Recommend thoracic and abdominal ultrasound or CT scan and biopsies and aspirations.
radiovet74 says
also this dog may have separate problems that show as hepatomegaly such as DM or Hyperadrenocorticism, I guess
Allison Zwingenberger says
Nice job. I think the key things to think about in this case are differentials for a nodular pattern (it’s subtle), and that the abdominal involvement most likely indicates a systemic disease. In these types of cases I try to list differentials that encompass all the changes first, and then those that could cause the radiographic signs separately. The case is open now.
Charlierak says
This one was really challenging.
Thorax
On lateral view, there is a enlarged caudo-ventral liver lobe with caudally displacing gastric axis. The stomach is filled with homogenous opacity. The ventral lung lobes are mildly retracted with increased pleural space opacity. The thorax esophagus has small amount of gas delineating the dorsal portion of the trachea. There is an increased peri-hilar soft tissue opacity around the carina. The cardiac silhouette is obscured. Diffuse bronchial pattern on the caudal lung lobe is present as well as increased soft tissue opacity on the cranial cardiac silhouette.
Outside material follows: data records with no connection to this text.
PR #1543, opened 2026-06-18
fix(agent): context meter — per-model window, learned from usage

AgentU-asaf:
## Problem
The agent-pane context meter (composer aux bar, `ContextWindowBar`) showed **`/ 200,000` on Opus** and **overflowed without ever reflecting compaction**.

**Root cause:** `frontend/app/view/agent/providers/index.ts` hardcodes the Claude provider `contextWindow: 200_000` — that's **Haiku's** window. Opus/Sonnet are **1,000,000**, and the value is **per-provider when it must be per-model**. So Opus context (e.g. ~300K) ÷ 200K read as 150% (pinned, "300k / 200k"), and since the CLI auto-compacts near Opus's *real* ~987K ceiling, the meter showed it sailing past 200K with no relief.

The meter's **numerator was already correct** (per-turn `message_start.usage` = `input + cache_creation + cache_read`, overwritten not accumulated). Only the denominator + presentation were wrong.

## Why it's a *learned* window, not a static map
The CLI never reports the effective window (**verified**: `system/init` and `result` carry `model` but no window field), and **Sonnet is 200K-or-1M** depending on the `context-1m` beta — so a static `model→window` table can't stay aligned. Resolution layers:
1. **Seed** from the resolved model id the stream reports (`message.model` → `claude-opus-4-8`): Opus/Fable → 1M, Haiku → 200K, Sonnet → **200K conservative**.
2. **High-water upgrade:** a prompt can't exceed the real window, so if observed context crosses the assumed window, promote to the next tier — **this catches Sonnet-1M** (jumps to 1M once context passes 200K).
3. **Band against the auto-compaction threshold** (~`window − 33K`), so a "critical" bar means *about to compact*; fill is clamped (never implies >100%).

The provider's static `contextWindow` stays as a fallback for unrecognised / non-Claude models.

## Changes
- New pure helper `store/agent-pane-state/context-window.ts` (`contextWindowForModel`, `learnContextWindow`, `compactionThreshold`) + **11 unit tests**.
- `TokensIn` carries the resolved `model`; reducer learns `lastContextWindow`; projected through the store to a `contextWindowAtom`; `agent-view` feeds it to the bar (`?? provider().contextWindow` fallback).
- `ContextWindowBar` bands against the compaction threshold and clamps the fill.

## Verification
- **11 new tests + 159 reducer/store tests pass; frontend type-clean.**
- Live-verifiable in the dev build: a fresh **Opus** agent now meters against **1,000,000** and colours toward the compaction threshold instead of pinning at "/200,000".

## Scope / follow-ups (in the spec)
This is steps 1–2 of `SPEC_CONTEXT_VISIBILITY_2026_06_17.md` (included). Deliberately **not** in this PR: seeding the catalog from the Anthropic Models API on CLI install (verified reachable via the agents' OAuth creds — no API key needed), exact-window calibration at the compaction boundary, and a compaction transcript marker. The spec + `docs/reports/REPORT_CONTEXT_VISIBILITY_2026_06_17.md` capture the full roadmap.

### DIFF
--- a/.changesets/1781753670-fix-agent-context-meter-resolves-the-window-per-model-and-le-e7i6.md
+++ b/.changesets/1781753670-fix-agent-context-meter-resolves-the-window-per-model-and-le-e7i6.md
@@ -1,0 +1,5 @@
+---
+type: patch
+---
+
+fix(agent): context meter resolves the window per-model and learns it from usage
--- a/docs/reports/REPORT_CONTEXT_VISIBILITY_2026_06_17.md
+++ b/docs/reports/REPORT_CONTEXT_VISIBILITY_2026_06_17.md
@@ -1,0 +1,91 @@
+# Report: Context & Token Visibility — findings and next steps
+
+**Date:** 2026-06-17
+**Scope:** Why the agent-pane context meter is wrong, what token/context data AgentMux can actually get from the CLIs it drives, how to source model context windows reliably, and the recommended path forward.
+**Design detail:** `docs/specs/SPEC_CONTEXT_VISIBILITY_2026_06_17.md` (this report is the executive summary + decisions).
+
+---
+
+## 1. The reported bug, diagnosed
+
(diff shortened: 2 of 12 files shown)


a5af:
@codex review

ON VD view, the lung parenchyma in the right hemi-thorax shows structured milliary nodular interstitial lung pattern. The angle of main stem bronchus are widened. The left cranial lung lobe has alveolar pattern with a lobar sign.
Abdomen
ON vd view – The abdomen is distended with the gas filled small bowel loops is located to the right abdomen. The large bowel is distended with feces. The head of spleen body and tail is in normal limits with sharp margin. The bladder apex is displaced to the left of the abdomen. There are large fat tissue opacity is identified between the spleen and small bowels with poor serosal detail.
Findings
Thorax – Pleural space with fat tissue opacity.
Diffuse bronchial lung pattern on the caudal lung lobe with diffuse structured nodular interstitial lung pattern.
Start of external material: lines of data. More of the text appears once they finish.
PR #1544, opened 2026-06-18
test(rpc): RPC frontend↔backend contract guard (architecture audit A1)

a5af:
## What

Implements **A1** — the highest value/effort item from the architecture audit (included here as `docs/analysis/ANALYSIS_CODEBASE_ARCHITECTURE_AUDIT_2026_06_18.md`): a CI guardrail for the hand-maintained RPC wire contract.

## Why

Cranial left lung lobe is atelectasis with pleural effusion.
Hilar lympadenopathy or mestastatic mass with the cowboy-legged main-stem bronchi.
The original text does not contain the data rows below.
PR #1545, opened 2026-06-18
refactor(agent/providers): shared ToolCorrelator for tool-call/result mapping (audit A7)

a5af:
## What

Implements **A7** from the architecture audit: removes the four-way duplicated tool-call ↔ tool-result correlation in the stream translators.

## Why

`codex`, `gemini`, `kimi` and `acp` each independently maintained a `toolNameById` map, registered `id → name` on a tool call, looked it up on the result, and hand-built the provider-agnostic `tool_call`/`tool_result` event literals — the same ~40-line block copy-pasted four times, differing only in **which wire fields** the name/id/params come from. That made "the tool name didn't resolve" a four-place bug.

## How

New `tool-correlation.ts`:
- **`ToolCorrelator`** — owns the `id → name` map, the `call()` / `result()` event builders, and `reset()`. `result()` resolves the name (with a fallback), so correlation lives in exactly one place.
- **`wrapOutput`** — the repeated `typeof output === "string" ? { output } : output` normalisation (codex/gemini/acp).

Each translator keeps its **own field extraction** — the genuinely provider-specific part (`call_id` vs `tool_id` vs `toolCallId`; `arguments` vs `parameters` vs `input`; etc.). Only the identical mechanics moved.

## Behaviour preserved exactly

Verified against the existing suites + a new direct unit test:
- codex's `_raw` JSON-parse fallback and `call-${Date.now()}` id prefix
- kimi's object-arg passthrough and `{ content }` result shape (not `{ output }`)
- acp's `map ?? params.toolName ?? "unknown"` fallback chain — preserved via `fallbackName`, since `a ?? b ?? c === a ?? (b ?? c)`
- gemini/codex/acp success/failed status logic

**Claude is intentionally left untouched** — its streaming `content_block` accumulation and piecewise `tool_call` emission make it genuinely distinct, not duplication (audit §4).

## Result

- Translators shrink ~40 LOC (-75/+35); the mechanics are centralised + directly tested.
- **All 6 provider suites pass** (codex/gemini/kimi/claude/index + new `tool-correlation.test.ts`). No tsc impact.

### DIFF
--- a/.changesets/1781758234-refactor-agent-providers-extract-shared-toolcorrelator-for-t-vbf9.md
+++ b/.changesets/1781758234-refactor-agent-providers-extract-shared-toolcorrelator-for-t-vbf9.md
@@ -1,0 +1,5 @@
+---
+type: patch
+---
+
+refactor(agent/providers): extract shared ToolCorrelator for tool-call/result mapping (architecture audit A7)
--- a/frontend/app/view/agent/providers/acp-translator.ts
+++ b/frontend/app/view/agent/providers/acp-translator.ts
@@ -1,8 +1,9 @@
 // Copyright 2026, AgentMux Corp.
 // SPDX-License-Identifier: Apache-2.0
 
-import type { StreamEvent, ToolCallEvent, ToolResultEvent } from "../types";
+import type { StreamEvent } from "../types";
 import type { OutputTranslator } from "./translator";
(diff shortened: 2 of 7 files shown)


a5af:
@codex review

a5af:
@codex review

Abdomen – Moderate hepatomegaly with gastric axis change. Enlargement of stomach with ingested food. The loops of small intestine filled with gas are displaced to the right, along with the normal colon filled with feces. The large fat tissue opacity is observed between the spleen and the bowels. Abdominal distention.
DDX – milliary nodule lung pattern with other patterns – fungal infection, infiltrative neoplasia(LSA, carcinoma)
Hepatomegaly – Metabolic/ Infection or inflmmation
Fat tissue opacity – lipoma or liposarcoma in abdomen.
Allison Zwingenberger says
Nice job! I think the opacity in the left cranial lung lobe is alveolar rather than atelectasis and I don’t think there is pleural effusion. The fat in the abdomen often collects on the left side displacing the intestines to the right, so that is just normal fat deposition. For the liver, try to tie it into the thoracic disease if you can, it’s always good to try to give the animal one disease if possible!
Charlierak says
Thank Dr. Zwingenberger for checking out and pointing out the fat tissue accumulation on the left side of the abdomen.